WHAT IS REQUIRED: Filter the listing for lines containing "think".

DATA FOR PROCESSING:
-- Opening Marker --
Issue #649, opened 2015-06-30
Hook 'persist' not using context.data


fabien:
It appears that context.data is not always used when actually persisting the data through the connector, for example: https://github.com/strongloop/loopback-datasource-juggler/blob/master/lib/dao.js#L2394

I believe the best way would have been: `inst.constructor._forDB(context.data)` - in other places it will probably work, however, explicitly using `context.data` everywhere ensures that replacing the data within a `persist` hook works as expected.

/cc @bajtos @raymondfeng

bajtos:
@PradnyaBaviskar could you please take a look? IIUC, @fabien says that `prototype.updateAttributes` is not using `ctx.data` provided by the "persist" hook, which looks like an unintended bug to me.

I think we should make one more change and set `ctx.data` initially to `typedData`, as that's closer to what is being persisted in the database. The difference will be visible for nested model instances, e.g. if you have

```
var p = new Product();
p.updateAttributes({ categories: [new Category("Cars"), new Category("Vehicles")] });
```

then `data` contains Category instances while `typedData` contains plain objects instead (if I am reading the code correctly).

fabien:
Actually, I would find it much clearer if `ctx.data` would be used whenever `persist` is called, instead of relying on `data` still pointing to the same object as `ctx.data`. This might not always be the case.

bajtos:
> Actually, I would find it much clearer if ctx.data would be used whenever persist is called, instead of relying on data still pointing to the same object as ctx.data. This might not always be the case.

+1 Let's move this discussion to #650 please

0candy:
Closing this issue as PR was merged.

PR #650, opened 2015-07-01
Fix 'persist' hook for updateAttributes()

PradnyaBaviskar:
Connect https://github.com/strongloop/loopback-datasource-juggler/issues/649

@bajtos, can you review?

### DIFF
--- a/lib/dao.js
+++ b/lib/dao.js
@@ -2358,14 +2358,16 @@ DataAccessObject.prototype.updateAttributes = function updateAttributes(data, op
             }
           }
 
+          context.data = typedData;
+
           function updateAttributesCallback(err) {
-            var context = {
+            var ctx = {
               Model: Model,
-              data: data,
+              data: context.data,
               hookState: hookState,
               options: options
             };
-            Model.notifyObserversOf('loaded', context, function(err) {
+            Model.notifyObserversOf('loaded', ctx, function(err) {
               if (!err) inst.__persisted = true;
 
               // By default, the instance passed to updateAttributes callback is NOT updated
@@ -2373,7 +2375,7 @@ DataAccessObject.prototype.updateAttributes = function updateAttributes(data, op
               // backwards compatibility, we introduced a new setting updateOnLoad,
               // which if set, will apply these changes to the model instance too.
               if(Model.settings.updateOnLoad) {
-                inst.setAttributes(context.data);
+                inst.setAttributes(ctx.data);
               }
               done.call(inst, function () {
                 saveDone.call(inst, function () {
@@ -2395,21 +2397,21 @@ DataAccessObject.prototype.updateAttributes = function updateAttributes(data, op
             });
           }
 
-          context = {
+          var ctx = {
             Model: Model,
             where: byIdQuery(Model, getIdValue(Model, inst)).where,
-            data: data,
+            data: context.data,
             currentInstance: inst,
             hookState: hookState,
             options: options
           };
-          Model.notifyObserversOf('persist', context, function(err) {
+          Model.notifyObserversOf('persist', ctx, function(err) {
             if (connector.updateAttributes.length === 5) {
               connector.updateAttributes(model, getIdValue(inst.constructor, inst),
-                inst.constructor._forDB(typedData), options, updateAttributesCallback);
+                inst.constructor._forDB(context.data), options, updateAttributesCallback);
             } else {
               connector.updateAttributes(model, getIdValue(inst.constructor, inst),
-                inst.constructor._forDB(typedData), updateAttributesCallback);
+                inst.constructor._forDB(context.data), updateAttributesCallback);
             }
           });
         }, data, cb);
--- a/test/persistence-hooks.suite.js
+++ b/test/persistence-hooks.suite.js
@@ -1154,6 +1154,58 @@ module.exports = function(dataSource, should) {
         });
       });
 
+      it('applies updates from `persist` hook - for nested model instance', function(done) {
+        var Address = dataSource.createModel('Address', {
+          id: { type: String, id: true, default: 1 },
+          city: { type: String, required: true },
+          country: { type: String, required: true }
+        });
+
+        var User = dataSource.createModel('User', {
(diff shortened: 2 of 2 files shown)


test/persistence-hooks.suite.js
```diff
@@ -1150,6 +1150,41 @@ module.exports = function(dataSource, should) {
...
+          User.observe('persist', pushContextAndNext(function(ctx){
+            ctx.data.extra = 'hook data';
+          }));
+
+          // By default, the instance passed to updateAttributes callback is NOT updated 
+          // with the changes made through persist/loaded hooks. To preserve 
+          // backwards compatibility, we introduced a new setting updateOnLoad, 
+          // which if set, will apply these changes to the model instance too.
+          User.settings.updateOnLoad = true;
+          existingUser.updateAttributes({ address: new Address({city: 'Springfield', country: 'USA'}) }, function(err, inst) {
```
bajtos: Please wrap at 80 characters.

test/persistence-hooks.suite.js
```diff
@@ -1150,6 +1150,41 @@ module.exports = function(dataSource, should) {
...
+          address: {type: Address, required: false}
+        });
+
+        User.create({name: 'Joe'}, function(err, instance) {
+          if (err) return done(err);
+
+          var existingUser = instance;
+
+          User.observe('persist', pushContextAndNext(function(ctx){
+            ctx.data.extra = 'hook data';
```
bajtos: Please add an assertion that `ctx.data.address` is set and a plain object (not an instance of Address model).

lib/dao.js
```diff
@@ -2350,6 +2350,7 @@ DataAccessObject.prototype.updateAttributes = function updateAttributes(data, op
               typedData[key] = typedData[key].toObject();
             }
           }
+          data = typedData;
```
bajtos: This is IMO rather evil. Please rework the code below to use `typedData` and `context.data` as we discussed earlier and keep the `data` variable unmodified.

PradnyaBaviskar:
Addressed the comments above. Please review.

test/persistence-hooks.suite.js
```diff
@@ -1150,6 +1150,46 @@ module.exports = function(dataSource, should) {
...
+        });
+
+        User.create({name: 'Joe'}, function(err, instance) {
+          if (err) return done(err);
+
+          var existingUser = instance;
+
+          User.observe('persist', pushContextAndNext(function(ctx){
+            should.exist(ctx.data.address)
+            ctx.data.address.should.be.type('object');
```
bajtos: A model instances passes this check too. I think you need to check `ctx.data.address.should.not.be.instanceOf(Address)`.

lib/dao.js
```diff
@@ -2388,15 +2390,15 @@ DataAccessObject.prototype.updateAttributes = function updateAttributes(data, op
...
+            data: context.data,
             currentInstance: inst,
             hookState: hookState,
             options: options
           };
-          Model.notifyObserversOf('persist', context, function(err) {
+          Model.notifyObserversOf('persist', ctx, function(err) {
             if (connector.updateAttributes.length === 5) {
               connector.updateAttributes(model, getIdValue(inst.constructor, inst),
                 inst.constructor._forDB(typedData), options, updateAttributesCallback);
```
bajtos: I think you need to change `typedData` to `ctx.data` here.

A test case:

```js
User.observe('persist', pushContextAndNext(function(ctx){
  ctx.data = { extra: 'hook data' };
  next();
});

existingUser.updateAttributes(
  { address: new Address({city: 'Springfield', country: 'USA'}) }, 
  // verify that user.extra is set, user.address is not set
```

bajtos: The same change should be applied on L2404 (L2407) below.

bajtos: > verify that user.extra is set, user.address is not set

Check the data in the database too. If I am reading the code correctly, it will apply hook updates to the instance returned to callback, but it won't apply them in the database.

PradnyaBaviskar:
Addressed your comments above.

raymondfeng:
ok to test

test/persistence-hooks.suite.js
```diff
@@ -1150,6 +1150,59 @@ module.exports = function(dataSource, should) {
...
+                if (err) return done(err);
+                dbInstance.toObject(true).should.eql({
+                  id: existingUser.id,
+                  name: existingUser.name,
+                  address: {id: '1', city: 'Springfield', country: 'USA'},
+                  extra: 'hook data'
+                })
+              });
+
+              done();
```
raymondfeng: `done()` should be moved into the callback closure of findById().

test/persistence-hooks.suite.js
```diff
@@ -1150,6 +1150,59 @@ module.exports = function(dataSource, should) {
...
+              inst.should.have.property('extra', 'hook data');
+
+              User.findById(existingUser.id, function(err, dbInstance) {
+                if (err) return done(err);
+                dbInstance.toObject(true).should.eql({
+                  id: existingUser.id,
+                  name: existingUser.name,
+                  address: {id: '1', city: 'Springfield', country: 'USA'},
+                  extra: 'hook data'
+                })
```
raymondfeng: Missing ;

PradnyaBaviskar:
@raymondfeng, addressed your comments above.

test/persistence-hooks.suite.js
```diff
@@ -1154,6 +1154,58 @@ module.exports = function(dataSource, should) {
...
 
+      it('applies updates from `persist` hook - for nested model instance', function(done) {
+        var Address = dataSource.createModel('Address', {
+          id: { type: String, id: true, default: 1 },
+          city: { type: String, required: true },
+          country: { type: String, required: true }
+        });
+
+        var User = dataSource.createModel('User', {
+          id: { type: String, id: true, default: uid },
```
raymondfeng: Do you mean `default: uid()` here?

PradnyaBaviskar: Oh, yes!

I've corrected it to be uid() now.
-- Closing Marker --
RESULT OF THIS EXERCISE:
I think we should make one more change and set `ctx.data` initially to `typedData`, as that's closer to what is being persisted in the database. The difference will be visible for nested model instances, e.g. if you have
bajtos: A model instances passes this check too. I think you need to check `ctx.data.address.should.not.be.instanceOf(Address)`.
bajtos: I think you need to change `typedData` to `ctx.data` here.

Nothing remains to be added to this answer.